| ORIGINAL ARTICLE
|Year : 2019 | Volume
| Issue : 5 | Page : 455--461
A cross-sectional study of the histopathology and immunology of alopecia areata: Unearthing the role of the Janus kinase–signal transducer and activator of transcription pathway
Anuva Bansal1, Vineet Relhan1, Vijay Kumar Garg1, Ravindra Kumar Saran2
1 Department of Dermatology, Maulana Azad Medical College, Govind Ballabh Pant Hospital, New Delhi, India
2 Department of Pathology, Maulana Azad Medical College, Govind Ballabh Pant Hospital, New Delhi, India
Background: Alopecia areata is an autoimmune disease that occurs as a result of the loss of the inherent immune privilege of the hair follicle. It has been recently demonstrated that the interferon-γ/interleukin-15 feedback loop that signals via the Janus kinase–signal transducer and activator of transcription pathway is critical to the breakdown of this immune privilege.

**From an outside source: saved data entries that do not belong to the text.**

Issue #818, opened 2026-04-29
Templated cost status-line with per-profile override


AdamiecRadek:
## Problem

The home status-bar cost segment is hardcoded (`internal/ui/home.go`, near `costToday.Load()`). It only renders `$X today`. Users running multiple profiles or wanting weekly/monthly/projected spend at a glance have no way to customize it.

## Proposal

Replace the hardcoded segment with a template engine driven by TOML config:

```toml
[costs]
cost_line_template = "{cost_today} today"
cost_line_hide_when_zero = true

[profiles.work.costs]
cost_line_template = "{cost_today} today | {cost_this_week} wk"
```

Resolution: `profiles.<active>.costs.cost_line_template > [costs].cost_line_template > hardcoded "{cost_today} today"`. Unset (nil) falls through; explicit empty string disables.

## Variables

| Variable | Source |
|---|---|
| `{cost_today}` | `Store.TotalToday()` |
| `{cost_yesterday}` | `Store.TotalYesterday()` (new) |
| `{cost_this_week}` | `Store.TotalThisWeek()` |
| `{cost_last_week}` | `Store.TotalLastWeek()` (new) |
| `{cost_this_month}` | `Store.TotalThisMonth()` |
| `{cost_last_month}` | `Store.TotalLastMonth()` (new) |
| `{cost_projected}` | `Store.ProjectedMonthly()` |

Each variable formats via existing `costs.FormatUSD` (`$X.XX`). Unknown placeholders pass through literally so typos are visible.

## Visibility

`cost_line_hide_when_zero = true` (default) suppresses the segment when every recognized variable in the active template renders to `$0.00`. Templates with zero recognized variables (only literal text or only unknown placeholders) are also hidden under this flag, preserving the current "no events, no segment" behavior.

## Out of scope

Currency formatting beyond `$X.XX`, format hints (`{cost_today:.4f}`), token/event/budget variables, color tokens, templating the `$` cost dashboard view.

Happy to send a PR.

Issue #813, opened 2026-04-29
costs: incorrect Opus 4.6 / Haiku 4.5 rates and missing claude-opus-4-7


AdamiecRadek:
## Summary

Three Anthropic models in `internal/costs/pricing.go` have incorrect or missing pricing data, causing under- or over-reported costs:

| Model | Current code | Anthropic published | Drift |
|---|---|---|---|
| `claude-opus-4-7` | (missing) | $5 in / $25 out / $0.50 cr / $6.25 cw | rows persist with cost_microdollars=0 |
| `claude-opus-4-6` | $15 / $75 / $1.50 / $18.75 | $5 / $25 / $0.50 / $6.25 | **3x too high** (uses Opus 4 / 4.1 legacy rates) |
| `claude-haiku-4-5` | $0.80 / $4 / $0.08 / $1.0 | $1 / $5 / $0.10 / $1.25 | **20% too low** |

`claude-sonnet-4-6` is correct.

Source for actual rates: https://docs.anthropic.com/en/docs/about-claude/pricing (verified 2026-04-29).

## Root cause for missing Opus 4.7

`Pricer.defaults` in `internal/costs/pricing.go` and the hardcoded map in `Fetcher.FetchAndCache` (`internal/costs/fetcher.go`) have no entry for `claude-opus-4-7`. Claude Code's Stop hook reports the model as `claude-opus-4-7`, so `normalizeModel` passes it through unchanged, `Pricer.GetPrice` returns ok=false, and `Collector.Collect` persists the event with `cost_microdollars=0`. On a local install this manifests as 1240+ rows of `model='claude-opus-4-7'` with `cost_microdollars=0`.

Manual edits to `~/.agent-deck/pricing.json` get clobbered when the 24h fetch interval elapses, since `FetchAndCache` rewrites the file from a hardcoded map rather than fetching from a remote source.

## Repro

1. Run a Claude Code session with Opus 4.7.
2. `sqlite3 ~/.agent-deck/profiles/<profile>/state.db "SELECT model, COUNT(*), SUM(cost_microdollars) FROM cost_events GROUP BY model;"`
3. claude-opus-4-7 rows all have cost_microdollars=0. Other Anthropic models price using the rates listed above (correct for sonnet-4-6, wrong for opus-4-6 and haiku-4-5).

## Proposed fix

1. Update Anthropic entries in the `defaults` map in `pricing.go` and the hardcoded map in `fetcher.go`'s `FetchAndCache`:
[...]

PR #838, opened 2026-04-30
fix(analytics): add claude-opus-4-7 to context-window prefix table

### LINKED ISSUE #836: Session Analytics context bar shows wrong percentage for claude-opus-4-7 (uses 200K denominator instead of 1M)
## Problem

The Session Analytics panel renders a "Context [bar] N%" gauge for Claude sessions. For `claude-opus-4-7` it computes the percentage against a 200K denominator instead of the actual 1M context window, so the bar reads ~5x too high.

Concrete example from a live session: ~145K context tokens used.

| Indicator | Value | Denominator |
|---|---|---|
| Bottom status (parsed from Claude's own status line) | `Ctx: 15%` | 1,000,000 (correct) |
| Session Analytics panel | `Context 72.6%` | 200,000 (wrong) |

`145,200 / 1,000,000 = 14.5%` (~15%, matches Claude's own readout)
`145,200 / 200,000 = 72.6%` (matches the panel)

## Root cause

`internal/session/analytics.go:74-92` defines the model→context-window prefix table. It includes `claude-opus-4-6` (1M), `claude-sonnet-4-6` (1M), and `claude-opus-4` (200K) but is **missing `claude-opus-4-7`**. `contextWindowForModel` walks the table top-to-bottom on prefix match; for Opus 4.7 nothing matches and it falls through to the default `200000` at `analytics.go:103`.

`internal/ui/analytics_panel.go:345` calls `p.analytics.ContextPercent(0)`, which auto-infers from the model. Inference returns 200K, panel renders 72.6%.

## Proposed fix

Add `claude-opus-4-7` to the prefix table at 1,000,000, placed before the existing 4-x fallbacks so it matches first.

`claude-sonnet-4-7` does NOT need an entry: per Anthropic's published model list, Sonnet's latest is 4.6.

## Out of scope

- Centralizing context-window data alongside the pricing registry in `internal/costs/pricing.go` (deferred).
- Hardcoded 1M for Gemini at `analytics_panel.go:166` (different model family, separate concern).

Happy to send a PR.

AdamiecRadek:
Closes #836.

## What

`internal/session/analytics.go`'s model→context-window prefix table is missing `claude-opus-4-7`. The Session Analytics panel calls `ContextPercent(0)`, the inference falls through to the 200k default, and the bar renders ~5x too high (e.g. 72.6% instead of 14.5% for ~145K tokens used). The status-bar `Ctx: N%` readout (parsed from Claude's own status line) was unaffected and showed the correct 1M-denominator value, which is how the discrepancy surfaced.

## Fix

Adds `{"claude-opus-4-7", 1000000}` to `modelContextWindowPrefixes`, placed before the `claude-opus-4` 200k fallback so prefix matching resolves correctly for both bare `claude-opus-4-7` and date-suffixed variants like `claude-opus-4-7-20260301`.

`claude-sonnet-4-7` is intentionally not added: per Anthropic's published model list, Sonnet's latest is 4.6.

## Tests

- `TestContextWindowForModel` extended with two assertions for `claude-opus-4-7` and the date-suffixed variant.
- New `TestSessionAnalytics_ContextPercent_Opus47Model` verifies the panel-side math (145200 / 1,000,000 = 14.52%), RED before fix (returned 72.6 against 200k), GREEN after.

`go test -race -count=1` clean across `internal/session/`. `gofmt -l`, `go vet`, `go build ./cmd/agent-deck/` all clean.

## Out of scope

- Hardcoded 1M for Gemini at `analytics_panel.go:166` (different model family, separate concern).
- Centralizing the context-window registry alongside `internal/costs/pricing.go`, deferred follow-up if a third missing-model bug appears.

### DIFF
--- a/CHANGELOG.md
+++ b/CHANGELOG.md
@@ -7,6 +7,10 @@ and this project adheres to [Semantic Versioning](https://semver.org/spec/v2.0.0
 
 ## [Unreleased]
 
+### Fixed
+
+- **Session Analytics context bar showed wrong percentage for `claude-opus-4-7`** ([#836](https://github.com/asheshgoplani/agent-deck/issues/836)). The model→context-window prefix table in `internal/session/analytics.go` had no entry for `claude-opus-4-7`, so `contextWindowForModel` fell through to the 200k default. The Session Analytics panel called `ContextPercent(0)` and rendered ~5x the actual context usage (e.g. 72.6% instead of 14.5% for ~145K tokens used). Fix adds `claude-opus-4-7` at 1,000,000 to the prefix table.
+
 ## [1.7.75] - 2026-04-30
 
 Community quality-of-life bundle. Four contributor PRs landing the day after the v1.7.74 hotfix: regression fix for web mutations broken since v1.7.71, an SSH start-failure cleanup compensation, an `add` ergonomics fix for SSH-piped paths, and a configurable cost status-line. All four were dual-reviewed (Claude + Codex peer reviewer) before merge — first run of the dual-model review pipeline.
--- a/internal/session/analytics.go
+++ b/internal/session/analytics.go
@@ -75,10 +75,12 @@ var modelContextWindowPrefixes = []struct {
 	prefix string
 	size   int
 }{
+	// 4.7 models: 1M context (Opus 4.7 launched at 1M default)
+	{"claude-opus-4-7", 1000000},
 	// 4.6 models: 1M context
 	{"claude-opus-4-6", 1000000},
 	{"claude-sonnet-4-6", 1000000},
-	// 4.x models (non-4.6): 200k context
+	// 4.x models (non-4.6/4.7): 200k context
 	{"claude-opus-4", 200000},
 	{"claude-sonnet-4", 200000},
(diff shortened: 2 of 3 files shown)


AdamiecRadek:
Fixed by https://github.com/asheshgoplani/agent-deck/pull/837

asheshgoplani:
Hi @AdamiecRadek — apologies for the cross-fire. I shipped your diagnosis as #837 about ~10 minutes before your PR landed, with attribution to your investigation in the commit message and PR body. The fix is identical (one-line addition to the prefix table at the right precedence position) plus a regression test, and is already on main for v1.7.76.

This is the third time you've caught + diagnosed a model-spec data issue cleanly (#813 pricing, #818 templated cost line, now #836 context window). You're operating like a contributor who deserves direct write access — your diagnoses come with the exact root-cause file:line, the exact precedence concern, and even explicit "out of scope" sections. I was on the fence about waiting for your PR vs. doing it inline; given your offer to send one I should have waited. Will do better next time.

The credit is in commit `c057646` / PR #837 body / forthcoming CHANGELOG entry. Thank you for the consistent pattern of catching these.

Aims: To evaluate the immunological distribution of CD4+ T-cells, CD8+ T-cells, phosphorylated signal transducer and activator of transcription 1 and study its relation with the clinical and histopathological findings of the disease.
Materials and Methods: A total of 30 patients of alopecia areata were included in the study. Following a detailed history and clinical examination, a scalp biopsy was performed. Histopathology was studied and immunohistochemistry was done to demonstrate the positivity and distribution of CD4+ T-cells, CD8+ T-cells and phosphorylated signal transducer and activator of transcription 1.
Results: The follicular count, number of anagen and terminal hair were found to be decreased, whereas the catagen, telogen and vellus hair were found to be increased in number. A peribulbar CD4+ T-cell infiltrate was seen in 70% cases, whereas a CD8+ T-cell infiltrate was seen in 83.3% cases. An intrabulbar CD4+ T-cell infiltrate was seen in 26.7% cases, whereas a CD8+ T-cell infiltrate was seen in 70% cases. Among the 25 hair follicles dermal papilla identified, 36.8% cases were found to be positive for phospho-signal transducer and activation of transcription-1.
Limitations: The drawbacks of our study included a small sample size and the use of only vertical sectioning for the scalp biopsy samples.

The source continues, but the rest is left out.